**Instructions to follow**
Using the data below, return all lines in which "possible" appears.

**Records supplied**
PR #2284, opened 2023-02-21
Give delete key a chance

gkovats:
Not a TS dev naturally, this is definitely a copy / paste from the backspace() method. Basically just adding "delete" key behavior to base editor, a variant of backspace.
- when multiple blocks are selected, it's the same behavior
- when on a blank line, same behavior
- when at the end of a block and the next block is of same type _and_ supports merge, merge the next block to current

Our environment is very Windows heavy, and delete key is more prominent in Win UIs, so this was missing from the experience. Perhaps the blockEvents `delete()` logic is a little repetitive now, but this helps bridge the gap for folks expecting standard line navigation / merging. Tossing up for what it's worth.


gorenburg:
Yes, bumped into the same feature request from users. Give it a chance, @codex-team!

neSpecc:
Resolved by #2402

PR #2300, opened 2023-03-13
Use Vite builder

talyguryn:
- use vite builder
- removed unused packages


index.html
```diff
@@ -0,0 +1,326 @@
...
+  <script src="https://cdn.jsdelivr.net/npm/@editorjs/marker@latest"></script><!-- Marker -->
+  <script src="https://cdn.jsdelivr.net/npm/@editorjs/inline-code@latest"></script><!-- Inline Code -->
+
+  <!-- Load Editor.js's Core -->
+  <!-- <script src="../dist/editor.js" onload="document.getElementById('hint-core').hidden = true;"></script> -->
+
+
+  <!-- Initialization -->
+  <script type="module">
+    import EditorJS from './src/codex.ts';
```
neSpecc, line 99: looks like this file is a mix of entry point and example.html. Maybe we don't need index.html as entry point?

package.json
```diff
@@ -40,64 +38,51 @@
...
   },
   "devDependencies": {
-    "@babel/core": "^7.9.0",
-    "@babel/plugin-transform-runtime": "^7.9.0",
-    "@babel/polyfill": "^7.8.7",
-    "@babel/preset-env": "^7.9.5",
-    "@babel/preset-typescript": "^7.13.0",
-    "@babel/register": "^7.9.0",
-    "@babel/runtime": "^7.9.2",
+    "@babel/plugin-proposal-decorators": "^7.21.0",
```
neSpecc: do we need `@babel/plugin-proposal-decorators` ?

package.json
```diff
@@ -40,64 +38,51 @@
...
+    "@babel/register": "^7.21.0",
+    "@codexteam/icons": "^0.3.0",
     "@codexteam/shortcuts": "^1.1.1",
     "@cypress/code-coverage": "^3.9.2",
     "@cypress/webpack-preprocessor": "^5.6.0",
     "@editorjs/code": "^2.7.0",
     "@editorjs/delimiter": "^1.2.0",
     "@editorjs/header": "^2.7.0",
+    "@editorjs/paragraph": "^2.9.0",
```
neSpecc, line 47: it is a prod dependency

package.json
```diff
@@ -40,64 +38,51 @@
...
     "@editorjs/simple-image": "^1.4.1",
+    "@originjs/vite-plugin-require-context": "^1.0.9",
     "@types/node": "^14.14.35",
-    "@types/webpack": "^4.41.12",
-    "@types/webpack-env": "^1.15.2",
-    "babel-loader": "^8.1.0",
-    "babel-plugin-add-module-exports": "^1.0.0",
-    "babel-plugin-class-display-name": "^2.1.0",
-    "babel-plugin-istanbul": "^6.0.0",
+    "@vitejs/plugin-react": "^3.1.0",
```
neSpecc: why do we need this?

.postcssrc.yml
```diff
@@ -22,20 +18,6 @@ plugins:
       - 'last 2 versions'
       - '> 1%'
 
-    # Instruct all plugins to omit pre-polyfilled CSS
-    # https://github.com/csstools/postcss-preset-env#preserve
-    preserve: false
```
neSpecc, line 27: If we won't replace css variables, we need to move them from :root {} to the editor scope to prevent confllicts

package.json
```diff
@@ -40,64 +38,51 @@
...
     "eslint": "^8.28.0",
     "eslint-config-codex": "^1.7.1",
-    "eslint-loader": "^4.0.2",
     "eslint-plugin-chai-friendly": "^0.7.2",
     "eslint-plugin-cypress": "^2.12.1",
-    "extract-text-webpack-plugin": "^3.0.2",
-    "license-webpack-plugin": "^2.1.4",
+    "html-janitor": "^2.0.4",
     "mkdirp": "^1.0.4",
+    "nanoid": "^4.0.1",
```
neSpecc: prod dependency

package.json
```diff
@@ -40,64 +38,51 @@
...
     "cypress": "^6.8.0",
     "cypress-intellij-reporter": "^0.0.6",
     "eslint": "^8.28.0",
     "eslint-config-codex": "^1.7.1",
-    "eslint-loader": "^4.0.2",
     "eslint-plugin-chai-friendly": "^0.7.2",
     "eslint-plugin-cypress": "^2.12.1",
-    "extract-text-webpack-plugin": "^3.0.2",
-    "license-webpack-plugin": "^2.1.4",
+    "html-janitor": "^2.0.4",
```
neSpecc, line 59: prod dependency

src/components/core.ts
```diff
@@ -292,9 +292,15 @@ export default class Core {
...
+
+    // console.log(`[this.moduleInstances]`, this.moduleInstances);
+
+
     await modulesToPrepare.reduce(
       (promise, module) => promise.then(async () => {
-        // _.log(`Preparing ${module} module`, 'time');
+        _.log(`Preparing ${module} module`, 'time');
+
+        // console.log(`[modulesToPrepare] this.moduleInstances[module]`, this.moduleInstances[module]);
```
neSpecc: pls remove logs

src/components/modules/api/blocks.ts
```diff
@@ -10,6 +10,8 @@ import Block from '../../block';
  * provides with methods working with Block
  */
 export default class BlocksAPI extends Module {
+  public static readonly displayName: string = 'BlocksAPI';
```
neSpecc: Can we get rid of this? It has no sense from the architecture perspective

vite.config.js
```diff
@@ -0,0 +1,92 @@
...
+
+  plugins: [
+    banner(BANNER),
+    ViteRequireContext(),
+    cssInjectedByJsPlugin(),
+    react({
+      babel: {
+        plugins: [
+          [
+            '@babel/plugin-proposal-decorators',
```
neSpecc: why do we need this?

index.html
ilyamore88: It's an entry point for `yarn dev`. Anyway, @talyguryn, why don't you use existing files?

package.json
ilyamore88: +1

package.json
```diff
@@ -40,64 +38,49 @@
...
+    "vite": "^4.1.4",
+    "vite-plugin-babel": "^1.1.3",
+    "vite-plugin-banner": "^0.7.0",
+    "vite-plugin-css-injected-by-js": "^3.0.1"
   },
   "collective": {
     "type": "opencollective",
     "url": "https://opencollective.com/editorjs"
-  },
-  "dependencies": {
```
ilyamore88, line 96: Dependencies field helps user to understand what he will get in a bundle

vite.config.js
```diff
@@ -0,0 +1,79 @@
...
+const NODE_ENV = process.argv.mode || 'development';
+const VERSION = pkg.version;
+const BANNER = `
+Editor.js
+
+@version ${VERSION}
+@licence Apache-2.0
+@author CodeX <https://codex.so>
+
+@uses html-janitor
```
ilyamore88: Will you always add new packages with Apache licenses to this banner manually?

vite.config.js
```diff
@@ -0,0 +1,79 @@
+import path from 'path';
+
+import cssInjectedByJsPlugin from 'vite-plugin-css-injected-by-js';
+import ViteRequireContext from '@originjs/vite-plugin-require-context';
+import license from 'rollup-plugin-license';
+import banner from 'vite-plugin-banner';
```
ilyamore88: Is it possible to use https://github.com/mjeanroy/rollup-plugin-license#banner?

package.json
talyguryn: i don't know about custom interpretations, but "dependencies" used first of all to install additional packages.

editor.js is used as bundle which has no dependencies. that's why you can use in on the page with a single script required.

at this time "dependencies" section provides installing a bunch of packages that will not be used:

image

index.html
ilyamore88: Also, is it possible to provide the name of a template for this command? Like `yarn dev example-rtl.html`. And by default use `example-dev.html`.

ilyamore88: I think it's possible because as I remember you can get this variable in a config file.

index.html
ilyamore88, line 1: I still don't understand why you don't use example files. Why do you create one more example file?

ilyamore88 (commented):
Update your branch pls.

src/components/core.ts
```diff
@@ -5,27 +5,22 @@ import { EditorModules } from '../types-internal/editor-modules';
...
-   * - does not starts with _
-   */
-  if (filename.match(/^\.\/[^_][\w/]*\.([tj])s$/)) {
-    modules.push(contextRequire(filename));
-  }
+const modules: { name: string, module: Module }[] = Object.keys(Modules).map((key) => {
+  return {
+    name: key,
+    module: Modules[key],
+  };
```
neSpecc: redundant wrapper, you can use `Modules` directly

src/types-internal/editor-modules.d.ts
neSpecc, line 1: this file is not needed anymore since it duplicated `src/modules/index.ts`

neSpecc (changes requested):

neSpecc (approved):

ilyamore88 (changes requested):
Could you please add a changelog?

ilyamore88 (approved):

PR #2302, opened 2023-03-15
Add block tool name to block class wrapper

wmnnd:
This PR adds the tool name to block wrapper elements. This makes it easy to apply custom styles to existing/third-party blocks where it’s not possible to add such classes to the block itself.

In the case of the paragraph block, this would mean that the block receives the `ce-block--type-paragraph` class in addition to `ce-block`.

I’ve found this change tremendously helpful when working on integrating Editor.js into [Keila](https://github.com/pentacent/keila).


src/components/block/index.ts
```diff
@@ -821,7 +821,7 @@ export default class Block extends EventsDispatcher<BlockEvents> {
    * @returns {HTMLDivElement}
    */
   private compose(): HTMLDivElement {
-    const wrapper = $.make('div', Block.CSS.wrapper) as HTMLDivElement,
```
neSpecc, line 824: I'd suggest to use the `data-tool` attribute instead of class

neSpecc:
Useful thing. Please, add a changelog as well

neSpecc:
> This makes it easy to apply custom styles to existing/third-party blocks where it’s not possible to add such classes to the block itself.

Could you provide some real examples? Why not using tools' class names?

PR #2303, opened 2023-03-15
Make sure hovered block belongs to current instance of Editor.js

wmnnd:
This change ensures that the returned block belongs to the current instance of the editor, avoiding issues with nested instances.

When building a layout block for [Keila](https://github.com/pentacent/keila) (you can see it in action [here](https://fosstodon.org/@keila/109712314246003046)), I noticed issues with hover detection when there were nested instances of Editor.js. This PR resolves this by making sure detected blocks are always part of the current instance.


neSpecc:
Hi, @wmnnd. Thanks for the PR.

Editor.js does not support a multicolumn layout at the moment. The nesting of the editor instances seems like a messy workaround, so I'm not sure that we should add an additional logic for that. Moreover, if it reduces performance like looping through all the blocks and their children on each mousemove.

It would be better to implement a multicolumn layout inside the Editor. I think this feature could be added in the future.

Bytheway Keila looks cool, will be glad to test it.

**Task output**
ilyamore88: Is it possible to use https://github.com/mjeanroy/rollup-plugin-license#banner?
ilyamore88: Also, is it possible to provide the name of a template for this command? Like `yarn dev example-rtl.html`. And by default use `example-dev.html`.
ilyamore88: I think it's possible because as I remember you can get this variable in a config file.
This PR adds the tool name to block wrapper elements. This makes it easy to apply custom styles to existing/third-party blocks where it’s not possible to add such classes to the block itself.
> This makes it easy to apply custom styles to existing/third-party blocks where it’s not possible to add such classes to the block itself.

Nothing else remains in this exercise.